(233b) Living Radical Photografting - a Versatile Technique for Engineering Biofunctional Surfaces | AIChE

(233b) Living Radical Photografting - a Versatile Technique for Engineering Biofunctional Surfaces

Authors 

Metters, A. T. - Presenter, Clemson University
Harris, B. P. - Presenter, Clemson University
Fritz, E. W. - Presenter, Clemson University


Our long-term research goal is the design, fabrication, and application of synthetic biomaterials that induce specific biological responses in vitro or in vivo.  It has been shown in the literature that cells respond to a wide variety of external stimuli when presented in a gradient fashion.  Chemotaxis, haptotaxis, galvanotaxis, and durotaxis are all forms of directed cell migration in response to soluble chemical factors, substrate-bound adhesion molecules, electric field, and substrate compliance, respectively.  The goal of the presented work is the nanometer-scale engineering of interfacial polymer layers with spatially defined topographical, mechanical, and biochemical features resembling the bioactive ligand gradients found at in vivo wound sites.  Current synthetic methods used to deposit precise densities of biomolecules onto surfaces in a spatially controlled fashion are difficult to perform, resource intensive, and have limited chemical and biological compatibilities.  Here, surface-tethered, biofunctional layers will be achieved via living-radical photopolymerization of specialized initiators covalently attached to silicon and polymeric substrates.  This novel approach provides the unique ability to fabricate robust bioactive polymer layers with independent control over ligand density, surface topography, and polymer architecture by readily controlling the location and duration of light exposure. 

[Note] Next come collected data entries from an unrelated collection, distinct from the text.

PR #29217, opened 2017-10-12
fix backend js loading error, issue https://github.com/owncloud/files…

henry42:
## Description
some backend scripts do not load right.

## Related Issue
https://github.com/owncloud/files_external_dropbox/issues/13

## Motivation and Context
In some php version, modification of the array during list() execution (e.g. using list($a, $b) = $b) results in undefined behavior.

### DIFF
--- a/apps/files_external/templates/settings.php
+++ b/apps/files_external/templates/settings.php
@@ -19,11 +19,12 @@
 		$scripts = $backend->getCustomJs();
 		foreach ($scripts as $script) {
 			if (is_array($script)) {
-				list($appName, $script) = $script;
+				list($appName, $tmpScript) = $script;
 			} else {
 				$appName = 'files_external';
+				$tmpScript = $script;
 			}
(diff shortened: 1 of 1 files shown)


apps/files_external/templates/settings.php
```diff
@@ -19,11 +19,12 @@
 		$scripts = $backend->getCustomJs();
 		foreach ($scripts as $script) {
 			if (is_array($script)) {
-				list($appName, $script) = $script;
+				list($appName, $tmpScript) = $script;
```
PVince81: ohhh, so the problem is that we were somehow replacing the foreach variable ? great catch!

PVince81 (approved):
:+1:

PVince81:
@henry42 can you sign the CLA ? See the "Details" link on the "license/cla" row in the test results above

ser163:
Thank you. I have fixed it. I use 10.0.3.3

PR #29234, opened 2017-10-13
Added extra steps available and some refactoring

SergioBertolinSG:
@PVince81 The steps you requested.

### DIFF
--- a/tests/integration/features/bootstrap/Provisioning.php
+++ b/tests/integration/features/bootstrap/Provisioning.php
@@ -24,40 +24,59 @@ trait Provisioning {
 	 * @param string $user
 	 */
 	public function assureUserExists($user) {
-		try {
-			$this->userExists($user);
-		} catch (\GuzzleHttp\Exception\ClientException $ex) {
+		if ( !$this->userExists($user) ) {
 			$previous_user = $this->currentUser;
 			$this->currentUser = "admin";
 			$this->creatingTheUser($user);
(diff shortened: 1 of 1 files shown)


tests/integration/features/bootstrap/Provisioning.php
```diff
@@ -24,40 +24,59 @@
...
+	/**
+	 * @Then /^user "([^"]*)" already exists$/
+	 * @param string $user
+	 */
+	public function userAlreadyExists($user) {
+		PHPUnit_Framework_Assert::assertTrue($this->userExists($user));
+	}
+
+	/**
+	 * @Then /^user "([^"]*)" does not already exist$/
```
PVince81: @phil-davis strange wording ? better alternative ?

phil-davis (approved):
LGTM

PVince81:
@SergioBertolinSG thanks

tests/integration/features/bootstrap/Provisioning.php
phil-davis: It sounds a bit strange, but I can't think how else to say it better.
We need to keep "Given user XYZ does not exist" (1) to be the opposite of "Given user XYZ exists" (2) - and (2) creates the user if it is not there, so (1) should delete the user if it exists.

PVince81:
@SergioBertolinSG please backport to stable10

Issue #29075, opened 2017-09-21
Restrict to share only to users/groups within group membership


PVince81:
Currently there's an option called "Restrict users to only share with users in their groups".

This option is limited to restricting with "users" but not "membership groups".

The option should be split into two:
- "Restrict users to only share with users in their groups"
- "Restrict users to only share with groups they are member of"

Estimate: 1-2md.

The change itself should be easy. Adjusting/writing tests might take most of the time.

@pmaier1

PVince81:
@jvillafanez any update on this ?

jvillafanez:
I think this can be closed because the PR and the backport have been merged.

PR #29241, opened 2017-10-13
Share with group membership only

jvillafanez:
## Description
Add an option to allow user to share only with the groups they belong to. If a user isn't a member of a group, that group won't appear as an option to share with it

## Related Issue
https://github.com/owncloud/core/issues/29075

## Motivation and Context
Users can share with any group. This option restricts that behaviour in a similar way the "share with users in their groups" option does.

## How Has This Been Tested?
Tested quickly with the sharing dialog. Other than that, consider this PR as untested for now. New unittests will be added soon.

## Types of changes

## Checklist:

### DIFF
--- a/apps/files_sharing/lib/Capabilities.php
+++ b/apps/files_sharing/lib/Capabilities.php
@@ -81,6 +81,7 @@ class Capabilities implements ICapability {
 			$res['group_sharing'] = $this->config->getAppValue('core', 'shareapi_allow_group_sharing', 'yes') === 'yes';
 
 			$res['share_with_group_members_only'] = $this->config->getAppValue('core', 'shareapi_only_share_with_group_members', 'yes') === 'yes';
+			$res['share_with_membership_groups_only'] = $this->config->getAppValue('core', 'shareapi_only_share_with_membership_groups', 'yes') === 'yes';
 
 			$user_enumeration = [];
 			$user_enumeration['enabled'] = $this->config->getAppValue('core', 'shareapi_allow_share_dialog_user_enumeration', 'yes') === 'yes';
--- a/apps/files_sharing/lib/Controller/ShareesController.php
+++ b/apps/files_sharing/lib/Controller/ShareesController.php
@@ -74,6 +74,9 @@ class ShareesController extends OCSController  {
 	protected $shareWithGroupOnly = false;
 
 	/** @var bool */
+	protected $shareWithMembershipGroupOnly = false;
+
+	/** @var bool */
 	protected $shareeEnumeration = true;
 
 	/** @var bool */
@@ -240,7 +243,7 @@ class ShareesController extends OCSController  {
 		}
 
 		$userGroups =  [];
-		if (!empty($groups) && ($this->shareWithGroupOnly || $this->shareeEnumerationGroupMembers)) {
+		if (!empty($groups) && ($this->shareWithMembershipGroupOnly || $this->shareeEnumerationGroupMembers)) {
 			// Intersect all the groups that match with the groups this user is a member of
 			$userGroups = $this->groupManager->getUserGroups($this->userSession->getUser(), 'sharing');
 			$userGroups = array_map(function (IGroup $group) { return $group->getGID(); }, $userGroups);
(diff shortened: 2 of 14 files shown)


jvillafanez:
@phil-davis @individual-it could you check if the failing test is related with this PR's changes? I'm not sure if it's "just" a random failure or if it's something that needs to be fixed.

phil-davis:
@jvillafanez I scanned through your code diffs and there is nothing touching the front-end that should make the test fail like it did (cannot even find the "share with" element on the page). So I restarted the job and we will see.

PVince81:
@jvillafanez can you also add integration tests ? Feel free to ask @SergioBertolinSG for some assistance.

jvillafanez:
I'll check what we can add easily during today and tomorrow.

felixboehm:
Need an assignment here, who continues work on this?

PVince81:
Assigned to @jvillafanez

jvillafanez:
I've found a problem with the share API (probably known) that affects to all the sharing tests. The problem is that the response of the sharing API is different depending on the number of results it needs to return.

For only one group available in the results:
```
Array
(
    [exact] => Array
        (
            [users] => Array
                (
                )

            [groups] => Array
                (
                )

            [remotes] => Array
                (
                )

        )

    [users] => Array
        (
            [element] => Array
                (
                    [label] => Sharee1
                    [value] => Array
                        (
                            [shareType] => 0
                            [shareWith] => Sharee1
                        )

                )

        )

    [groups] => Array
        (
            [element] => Array
                (
                    [label] => ShareeGroup
                    [value] => Array
                        (
                            [shareType] => 1
                            [shareWith] => ShareeGroup
                        )

                )

        )

    [remotes] => Array
        (
        )

)
```
If there are several results:
```
Array
(
    [exact] => Array
        (
            [users] => Array
                (
                )

            [groups] => Array
                (
                )

            [remotes] => Array
                (
                )

        )

    [users] => Array
        (
            [element] => Array
                (
                    [label] => Sharee1
                    [value] => Array
                        (
                            [shareType] => 0
                            [shareWith] => Sharee1
                        )

                )

        )

    [groups] => Array
        (
            [element] => Array
                (
                    [0] => Array
                        (
                            [label] => ShareeGroup
                            [value] => Array
                                (
                                    [shareType] => 1
                                    [shareWith] => ShareeGroup
                                )

                        )

                    [1] => Array
                        (
                            [label] => ShareeGroup2
                            [value] => Array
                                (
                                    [shareType] => 1
                                    [shareWith] => ShareeGroup2
                                )

                        )

                )

        )

    [remotes] => Array
        (
        )

)
```
Note that if there is only one element available, that element is returned under the "element" key, but if there are several elements, the "element" key returns an array of elements. This will likely happen with the users, although I haven't checked.

This problem affects the new tests because we need at least 2 groups. In order to do so, we'll need to patch the underlying test code to accept both possibilities so the parsing is properly done (this will error prone since we can't distinguish both options in a clear way, checking if the key is an integer is ugly but there isn't any other easy way).

The best option would be to fix the problem in the sharing API, but that's out of the scope of this PR (it will also need to fix the tests).

jvillafanez:
@SergioBertolinSG could you take over for the integration tests? Note my last comment.

phil-davis:
And (I think) @individual-it put his hand up to add some UI tests for this. There are already UI tests of this sharing area, so it should be just a matter of setting the new system option and then testing that the sharing dropdown now contains just the expected items.

SergioBertolinSG:
@jvillafanez I can take care after finishing the pending tasks I have (which are several). Is that ok? Otherwise you should continue.

jvillafanez:
Waiting for automatic testing.... other than that, this should be ready

SergioBertolinSG (approved):
:+1: for the behat tests

PVince81:
@jvillafanez seems to work fine.

One thing that bothers me is that the behavior will change on update.

To recreate the old behavior, one needs to check both checkboxes.

We should write a migration to automatically tick the second checkbox if the first one was checked on update to avoid surprising admins with a sudden change of behavior. Then the admin can decide to tweak if needed.

@jvillafanez does that make sense ?

jvillafanez:
Migration incomming!

jvillafanez:
Migration added (*not tested yet*)

I don't think we need to check the OC version as long as the migrations are run only once (which is what I expect). Under these circumstances, copy the value from one key to another should do the trick.

PVince81:
@jvillafanez migrations are run only once, yes. Keep in mind that migrations also run at install time so make sure it also works in that situation.

jvillafanez:
* Fresh install -> migration runs without doing anything (key is missing so nothing to do)
* Update from 10.0.3 with checkbox active -> key is duplicated
* Update from 9.1.6 with checkbox active -> key is duplicated

LGTM

PVince81 (approved):
:+1:

PVince81:
@jvillafanez seems codecov is not happy, might be missing some test coverage ?

PVince81:
@jvillafanez I checked the report. Not all is coverable (ignore the migration), please write tests for the changes in ShareesController.

PVince81:

jvillafanez:
stable10 backport in https://github.com/owncloud/core/pull/29391

individual-it:
UI tests in #29406

PR #29251, opened 2017-10-16
[stable10] fix default name string

lordelix:
## Description
Backporting: https://github.com/owncloud/core/pull/29161
Revert back hard-coded name string in core template files

## Related Issue

https://github.com/owncloud/enterprise/issues/2271


PVince81 (approved):
:+1:

PR #29255, opened 2017-10-16
Make admin credentials flexible

SergioBertolinSG:
When adding the functionality of using big fileid numbers, the admin credentials were forced to be admin/admin. This PR solves that.


tests/integration/features/bootstrap/BasicStructure.php
```diff
@@ -406,11 +407,12 @@ public static function removeFilesFromLocalStorageAfter() {
 	/**
 	 * @BeforeSuite
 	 */
-	public static function useBigFileIDs() {
+	public static function useBigFileIDs(BeforeSuiteScope $scope) {
 		$fullUrl = getenv('TEST_SERVER_URL') . "/v1.php/apps/testing/api/v1/increasefileid";
 		$client = new Client();
 		$options = [];
-		$options['auth'] = ['admin','admin'];
+		$adminCredentials = $scope->getSuite()->getSettings()['contexts'][0][__CLASS__]['admin'];
```
jvillafanez: If there isn't a better option we'll have to go with this.

SergioBertolinSG: Approve the review then 😋

phil-davis (approved):
It would be nice to be able to get the admin credentials without such odd-looking means to find the context information. But because we are in BeforeSuite here, the context is not already nicely instantiated. So this is "the best" that can be done without some bigger refactoring to do it every scenario BeforeScenario.

phil-davis:
@SergioBertolinSG I resolved a little conflict online here. So that means CI runs again.

SergioBertolinSG:
@phil-davis thanks.

phil-davis:
Note: this never got backported to ``stable10``
I noticed it today when backporting #30830 I got was surprised by some little conflicts reported.

In any case, the changes in #30830 (and its backport #30842 ) have superceded the lines here. So there is no longer anything from this PR to backport.

PR #29409, opened 2017-11-02
Migrating mysql php 7.0 job from jenkins to drone

SergioBertolinSG:


.drone.yml
```diff
@@ -183,9 +183,9 @@ matrix:
     #- PHP_VERSION: 7.0
     #  DB_TYPE: mariadb
     #  TEST_SUITE: phpunit
-    #- PHP_VERSION: 7.0
-    #  DB_TYPE: mysql
-    #  TEST_SUITE: phpunit
+    - PHP_VERSION: 7.0
+      DB_TYPE: mysql
```
DeepDiver1975: which mysql version is used on drone? we have to be care full to choose an older version which does not automatically enable mb4

DeepDiver1975 (changes requested):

With intelligent application of our living-radical photografting technique, various distributions of grafted-chain lengths can be readily fabricated across a substrate surface including continuously increasing molecular weight gradients of predetermined slope. Modification of the resulting substrate-bound polymer chains can be carried out using well-known procedures to attach bioactive ligands to the polymers.  This versatile functionalization scheme can be used to generate areal gradients in polymer molecular weight and ligand density across substrate surfaces as shown in Figures 1 and 2.

  

Figure 1. Layer thickness vs. position for surface-attached PMAA (◆) and DC-

functionalized PMAA (PMAA-DC) (■) polymerized in a gradient fashion. Exposure conditions: [MAA] = 50% v/v in DI water; Light intensity (365 nm) = 10 mW/cm2.  Layer thickness was measured with multiple-angle ellipsometry against a silicon wafer substrate.

In Figure 1, methacrylic acid (MAA) was polymerized in a gradient fashion to yield an interfacial polymer layer ranging in thickness from 0-100 nm on a single silicon substrate.  The carboxylic acid groups of the poly(methacrylic acid) (PMAA) chains were then functionalized with a fluorescent probe, dansyl cadaverine (DC).  After functionalization, the PMAA chains stretch to greater thicknesses than seen with unfunctionalized chains due to greater steric interactions. As shown in Figure 1, upon functionalization with DC, the dry layer thickness of the functionalized polymer is significantly greater than that of the unfunctionalized PMAA. Further, the slope of the thickness plot for the PMAA-DC polymer is greater than that of the original PMAA indicating an increasing ligand density with position.  The ligand density gradient is verified by the fluorescent image of the PMAA-DC surface.  As DC ligand density increases from left to right, an increase in fluorescent intensity is clearly seen in Figure 2.

 

Figure 2. Fluorescent image of the PMAA-DC film shown in Figure 1 above (top view).

Molecular gradients of cell-interactive ligands have also been created using the living-radical photografting procedure.  Immobilization of the integrin binding tri-peptide sequence RGD onto nonadhesive PMAA layers permits cell adhesion in a dose-dependent fashion (data not shown).  Further work and cell studies will be conducted in this area.  Creating surfaces that present cell adhesion ligands in a tailorable gradient fashion will facilitate the ability to spatially and temporally control cell adhesion and motility across biomaterial substrates used in wound repair therapies.